Segment Start: INFORMATION

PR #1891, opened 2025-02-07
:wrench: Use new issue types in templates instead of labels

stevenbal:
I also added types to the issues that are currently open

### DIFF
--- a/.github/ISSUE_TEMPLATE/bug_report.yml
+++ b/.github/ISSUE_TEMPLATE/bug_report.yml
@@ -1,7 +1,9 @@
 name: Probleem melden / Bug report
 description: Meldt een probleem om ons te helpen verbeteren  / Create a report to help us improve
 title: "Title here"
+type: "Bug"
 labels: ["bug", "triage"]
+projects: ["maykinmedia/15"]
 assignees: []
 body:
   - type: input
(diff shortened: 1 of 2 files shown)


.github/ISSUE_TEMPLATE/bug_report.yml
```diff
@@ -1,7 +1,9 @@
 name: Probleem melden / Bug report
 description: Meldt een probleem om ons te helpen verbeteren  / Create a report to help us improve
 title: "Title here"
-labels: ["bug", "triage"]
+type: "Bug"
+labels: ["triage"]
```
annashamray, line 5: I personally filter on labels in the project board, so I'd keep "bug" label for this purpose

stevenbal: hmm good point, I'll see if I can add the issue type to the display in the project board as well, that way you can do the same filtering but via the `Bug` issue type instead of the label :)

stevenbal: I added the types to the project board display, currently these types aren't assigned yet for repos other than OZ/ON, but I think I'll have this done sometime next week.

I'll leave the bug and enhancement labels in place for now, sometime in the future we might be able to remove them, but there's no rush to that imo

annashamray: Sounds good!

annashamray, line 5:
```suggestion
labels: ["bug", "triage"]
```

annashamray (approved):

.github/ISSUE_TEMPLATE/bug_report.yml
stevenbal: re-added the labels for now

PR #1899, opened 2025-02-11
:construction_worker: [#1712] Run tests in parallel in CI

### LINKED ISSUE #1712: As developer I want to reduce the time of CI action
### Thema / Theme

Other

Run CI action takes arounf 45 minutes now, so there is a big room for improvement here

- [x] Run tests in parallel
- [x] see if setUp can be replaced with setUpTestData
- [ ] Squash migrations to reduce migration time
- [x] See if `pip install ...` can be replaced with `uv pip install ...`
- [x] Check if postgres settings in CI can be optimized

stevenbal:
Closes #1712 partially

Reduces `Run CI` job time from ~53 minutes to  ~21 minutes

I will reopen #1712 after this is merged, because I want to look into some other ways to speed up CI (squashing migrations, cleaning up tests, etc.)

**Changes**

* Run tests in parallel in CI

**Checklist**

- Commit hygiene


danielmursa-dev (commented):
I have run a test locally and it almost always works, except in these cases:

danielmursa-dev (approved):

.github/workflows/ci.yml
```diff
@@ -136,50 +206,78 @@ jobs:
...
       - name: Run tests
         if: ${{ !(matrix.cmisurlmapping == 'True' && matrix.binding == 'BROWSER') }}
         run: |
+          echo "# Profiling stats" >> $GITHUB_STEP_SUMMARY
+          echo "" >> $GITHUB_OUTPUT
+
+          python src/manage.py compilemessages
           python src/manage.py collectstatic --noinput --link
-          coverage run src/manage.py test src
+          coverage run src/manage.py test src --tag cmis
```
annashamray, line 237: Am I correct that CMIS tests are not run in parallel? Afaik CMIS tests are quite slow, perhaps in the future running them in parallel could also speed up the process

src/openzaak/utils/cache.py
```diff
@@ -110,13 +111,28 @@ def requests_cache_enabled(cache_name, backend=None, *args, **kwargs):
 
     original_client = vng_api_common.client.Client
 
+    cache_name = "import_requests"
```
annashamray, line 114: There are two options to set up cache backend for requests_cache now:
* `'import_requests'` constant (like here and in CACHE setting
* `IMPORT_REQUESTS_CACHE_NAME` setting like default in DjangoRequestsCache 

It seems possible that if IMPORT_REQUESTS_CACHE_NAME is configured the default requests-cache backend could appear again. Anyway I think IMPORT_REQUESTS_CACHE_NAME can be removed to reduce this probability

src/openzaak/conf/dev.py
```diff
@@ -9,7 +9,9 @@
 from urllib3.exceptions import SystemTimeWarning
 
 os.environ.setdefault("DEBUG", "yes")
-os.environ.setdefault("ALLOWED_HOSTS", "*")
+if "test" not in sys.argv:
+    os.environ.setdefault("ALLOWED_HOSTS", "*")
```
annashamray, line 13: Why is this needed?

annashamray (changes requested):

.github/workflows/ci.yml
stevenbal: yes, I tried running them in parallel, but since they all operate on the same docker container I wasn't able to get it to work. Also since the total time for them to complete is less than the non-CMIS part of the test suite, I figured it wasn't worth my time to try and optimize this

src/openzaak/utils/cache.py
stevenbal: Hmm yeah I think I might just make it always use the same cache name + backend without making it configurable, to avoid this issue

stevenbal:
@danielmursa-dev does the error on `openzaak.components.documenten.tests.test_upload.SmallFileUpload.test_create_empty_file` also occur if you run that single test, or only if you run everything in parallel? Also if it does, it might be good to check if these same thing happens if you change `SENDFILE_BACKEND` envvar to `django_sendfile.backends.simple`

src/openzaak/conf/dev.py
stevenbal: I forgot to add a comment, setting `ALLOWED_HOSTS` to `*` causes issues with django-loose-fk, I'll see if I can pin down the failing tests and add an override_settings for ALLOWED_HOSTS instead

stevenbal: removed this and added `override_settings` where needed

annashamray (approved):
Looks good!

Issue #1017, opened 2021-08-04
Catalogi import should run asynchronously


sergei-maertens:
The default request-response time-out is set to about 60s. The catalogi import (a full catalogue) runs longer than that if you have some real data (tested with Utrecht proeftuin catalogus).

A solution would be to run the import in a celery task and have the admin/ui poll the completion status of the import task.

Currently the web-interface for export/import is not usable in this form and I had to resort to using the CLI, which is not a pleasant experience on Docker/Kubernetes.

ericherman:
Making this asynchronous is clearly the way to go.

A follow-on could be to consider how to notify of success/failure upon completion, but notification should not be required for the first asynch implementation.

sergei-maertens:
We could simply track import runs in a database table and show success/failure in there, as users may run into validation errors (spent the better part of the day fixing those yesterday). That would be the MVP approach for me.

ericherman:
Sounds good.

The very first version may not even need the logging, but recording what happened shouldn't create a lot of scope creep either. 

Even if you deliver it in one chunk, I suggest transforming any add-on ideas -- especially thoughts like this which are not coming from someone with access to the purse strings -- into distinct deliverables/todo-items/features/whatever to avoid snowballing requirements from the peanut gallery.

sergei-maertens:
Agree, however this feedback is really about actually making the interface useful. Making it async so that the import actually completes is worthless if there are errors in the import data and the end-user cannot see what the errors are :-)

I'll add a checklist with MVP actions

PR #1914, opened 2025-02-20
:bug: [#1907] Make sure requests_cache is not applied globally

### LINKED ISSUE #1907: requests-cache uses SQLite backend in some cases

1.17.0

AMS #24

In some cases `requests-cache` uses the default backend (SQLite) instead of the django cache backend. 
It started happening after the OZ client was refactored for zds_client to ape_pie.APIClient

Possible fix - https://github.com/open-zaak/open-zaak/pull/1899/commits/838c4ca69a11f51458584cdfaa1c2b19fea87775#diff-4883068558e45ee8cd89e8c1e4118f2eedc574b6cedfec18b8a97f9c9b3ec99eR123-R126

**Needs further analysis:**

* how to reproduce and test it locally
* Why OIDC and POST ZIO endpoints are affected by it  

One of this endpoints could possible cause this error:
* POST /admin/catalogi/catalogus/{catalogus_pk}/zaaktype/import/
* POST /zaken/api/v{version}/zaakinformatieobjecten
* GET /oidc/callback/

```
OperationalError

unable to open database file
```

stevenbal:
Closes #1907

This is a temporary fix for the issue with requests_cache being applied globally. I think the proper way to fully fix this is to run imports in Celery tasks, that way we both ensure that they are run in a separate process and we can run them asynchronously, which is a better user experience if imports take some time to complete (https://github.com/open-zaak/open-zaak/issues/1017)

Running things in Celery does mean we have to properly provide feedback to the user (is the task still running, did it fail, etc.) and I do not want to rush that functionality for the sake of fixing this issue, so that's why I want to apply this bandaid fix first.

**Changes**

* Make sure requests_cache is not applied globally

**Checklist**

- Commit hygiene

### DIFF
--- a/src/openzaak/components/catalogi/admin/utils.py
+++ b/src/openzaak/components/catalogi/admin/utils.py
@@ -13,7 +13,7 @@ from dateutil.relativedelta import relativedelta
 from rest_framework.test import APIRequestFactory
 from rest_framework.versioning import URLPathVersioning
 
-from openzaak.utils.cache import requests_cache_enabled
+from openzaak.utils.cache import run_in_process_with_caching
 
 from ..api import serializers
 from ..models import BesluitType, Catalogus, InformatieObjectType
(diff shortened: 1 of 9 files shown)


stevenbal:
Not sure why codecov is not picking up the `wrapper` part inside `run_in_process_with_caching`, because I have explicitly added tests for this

Segment End: INFORMATION
Segment Start: INFORMATION

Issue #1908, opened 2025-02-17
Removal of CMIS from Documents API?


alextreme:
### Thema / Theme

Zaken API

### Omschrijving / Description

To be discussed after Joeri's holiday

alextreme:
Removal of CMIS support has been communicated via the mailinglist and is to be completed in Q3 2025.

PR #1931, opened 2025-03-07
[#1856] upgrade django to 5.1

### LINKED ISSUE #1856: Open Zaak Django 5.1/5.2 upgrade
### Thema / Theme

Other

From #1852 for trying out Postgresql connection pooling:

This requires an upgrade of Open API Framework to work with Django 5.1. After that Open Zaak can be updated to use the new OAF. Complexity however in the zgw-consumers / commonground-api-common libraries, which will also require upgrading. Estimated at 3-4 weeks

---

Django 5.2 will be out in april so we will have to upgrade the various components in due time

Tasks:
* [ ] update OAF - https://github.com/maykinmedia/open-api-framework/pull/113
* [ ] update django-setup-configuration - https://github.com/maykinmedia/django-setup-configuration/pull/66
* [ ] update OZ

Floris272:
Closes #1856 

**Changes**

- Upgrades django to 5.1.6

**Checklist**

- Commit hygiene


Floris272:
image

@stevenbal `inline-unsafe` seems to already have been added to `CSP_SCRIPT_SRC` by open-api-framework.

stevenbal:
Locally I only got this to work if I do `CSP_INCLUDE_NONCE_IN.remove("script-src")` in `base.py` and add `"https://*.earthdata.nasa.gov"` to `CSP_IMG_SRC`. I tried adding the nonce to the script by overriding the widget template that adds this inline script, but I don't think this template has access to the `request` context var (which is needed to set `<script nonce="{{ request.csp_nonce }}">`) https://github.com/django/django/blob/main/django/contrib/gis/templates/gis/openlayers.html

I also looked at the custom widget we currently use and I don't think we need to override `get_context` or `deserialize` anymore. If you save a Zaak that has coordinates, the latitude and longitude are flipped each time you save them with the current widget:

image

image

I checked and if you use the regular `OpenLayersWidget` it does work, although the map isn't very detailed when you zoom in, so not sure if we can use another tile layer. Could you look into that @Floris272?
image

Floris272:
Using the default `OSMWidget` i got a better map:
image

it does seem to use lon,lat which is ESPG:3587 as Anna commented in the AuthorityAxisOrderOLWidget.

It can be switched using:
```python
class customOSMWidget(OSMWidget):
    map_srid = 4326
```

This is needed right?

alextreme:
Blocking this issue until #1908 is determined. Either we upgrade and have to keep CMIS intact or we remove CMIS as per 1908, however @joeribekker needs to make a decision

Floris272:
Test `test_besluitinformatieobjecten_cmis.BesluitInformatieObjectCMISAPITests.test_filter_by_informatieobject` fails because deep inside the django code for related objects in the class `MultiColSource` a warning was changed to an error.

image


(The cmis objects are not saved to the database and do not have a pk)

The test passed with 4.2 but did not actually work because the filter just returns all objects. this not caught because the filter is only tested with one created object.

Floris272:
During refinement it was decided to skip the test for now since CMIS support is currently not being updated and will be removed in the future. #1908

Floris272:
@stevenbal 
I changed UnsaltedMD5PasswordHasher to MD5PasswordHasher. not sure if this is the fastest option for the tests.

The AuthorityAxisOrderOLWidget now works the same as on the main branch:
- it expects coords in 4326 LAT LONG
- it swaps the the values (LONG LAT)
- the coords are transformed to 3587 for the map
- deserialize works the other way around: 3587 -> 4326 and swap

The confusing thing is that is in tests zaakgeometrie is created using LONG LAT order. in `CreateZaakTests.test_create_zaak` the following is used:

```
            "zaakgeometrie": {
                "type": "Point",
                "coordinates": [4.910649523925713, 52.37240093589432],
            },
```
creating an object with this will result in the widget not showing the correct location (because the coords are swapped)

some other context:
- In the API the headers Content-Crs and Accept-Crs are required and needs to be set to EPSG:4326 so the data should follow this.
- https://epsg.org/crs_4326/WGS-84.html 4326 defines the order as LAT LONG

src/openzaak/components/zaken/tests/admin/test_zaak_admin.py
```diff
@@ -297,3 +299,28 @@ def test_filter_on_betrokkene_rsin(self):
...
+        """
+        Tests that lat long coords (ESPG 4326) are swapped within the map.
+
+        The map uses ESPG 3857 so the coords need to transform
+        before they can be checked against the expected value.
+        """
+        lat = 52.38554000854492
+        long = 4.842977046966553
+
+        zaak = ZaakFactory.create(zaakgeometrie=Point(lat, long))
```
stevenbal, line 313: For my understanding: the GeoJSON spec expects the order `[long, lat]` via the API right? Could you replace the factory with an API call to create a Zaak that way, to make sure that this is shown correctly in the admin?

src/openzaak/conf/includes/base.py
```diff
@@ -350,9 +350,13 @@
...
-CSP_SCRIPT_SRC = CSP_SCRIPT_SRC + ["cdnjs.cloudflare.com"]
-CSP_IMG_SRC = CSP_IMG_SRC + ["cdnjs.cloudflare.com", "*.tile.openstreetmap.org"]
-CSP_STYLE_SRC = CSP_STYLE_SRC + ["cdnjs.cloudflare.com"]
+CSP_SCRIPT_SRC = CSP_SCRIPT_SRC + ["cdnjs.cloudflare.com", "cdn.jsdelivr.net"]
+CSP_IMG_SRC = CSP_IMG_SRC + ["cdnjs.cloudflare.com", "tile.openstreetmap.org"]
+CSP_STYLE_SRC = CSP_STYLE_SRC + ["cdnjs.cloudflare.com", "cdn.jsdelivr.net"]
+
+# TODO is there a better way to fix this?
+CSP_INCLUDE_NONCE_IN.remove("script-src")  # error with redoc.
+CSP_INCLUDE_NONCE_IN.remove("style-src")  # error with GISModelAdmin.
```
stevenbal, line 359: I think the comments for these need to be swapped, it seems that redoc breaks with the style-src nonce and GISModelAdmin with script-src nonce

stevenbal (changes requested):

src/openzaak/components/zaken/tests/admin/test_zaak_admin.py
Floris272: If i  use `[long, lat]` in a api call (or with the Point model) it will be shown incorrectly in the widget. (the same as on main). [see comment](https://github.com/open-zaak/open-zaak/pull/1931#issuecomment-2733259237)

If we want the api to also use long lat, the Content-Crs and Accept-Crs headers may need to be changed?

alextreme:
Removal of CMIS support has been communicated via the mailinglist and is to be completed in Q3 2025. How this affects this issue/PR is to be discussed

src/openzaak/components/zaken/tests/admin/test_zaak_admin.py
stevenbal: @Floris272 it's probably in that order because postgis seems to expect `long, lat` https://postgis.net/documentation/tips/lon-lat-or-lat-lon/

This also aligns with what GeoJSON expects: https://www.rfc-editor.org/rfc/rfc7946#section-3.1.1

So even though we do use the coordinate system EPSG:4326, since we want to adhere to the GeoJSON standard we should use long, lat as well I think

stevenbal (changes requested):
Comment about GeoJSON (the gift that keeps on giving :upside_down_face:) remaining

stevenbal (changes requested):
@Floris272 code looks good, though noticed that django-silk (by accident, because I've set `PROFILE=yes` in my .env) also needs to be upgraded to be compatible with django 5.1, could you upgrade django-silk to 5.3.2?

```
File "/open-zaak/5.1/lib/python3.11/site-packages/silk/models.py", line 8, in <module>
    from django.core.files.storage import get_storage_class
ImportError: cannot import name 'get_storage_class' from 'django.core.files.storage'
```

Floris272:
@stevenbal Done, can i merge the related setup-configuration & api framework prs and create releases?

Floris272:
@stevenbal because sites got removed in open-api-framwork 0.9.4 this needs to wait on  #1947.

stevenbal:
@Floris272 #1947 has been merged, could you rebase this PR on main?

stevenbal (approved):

Segment End: INFORMATION

ABOUT THIS EXERCISE »
Report how many lines of the data hold the string "Content"; give only the number.

SOLUTION TO THIS TASK »
2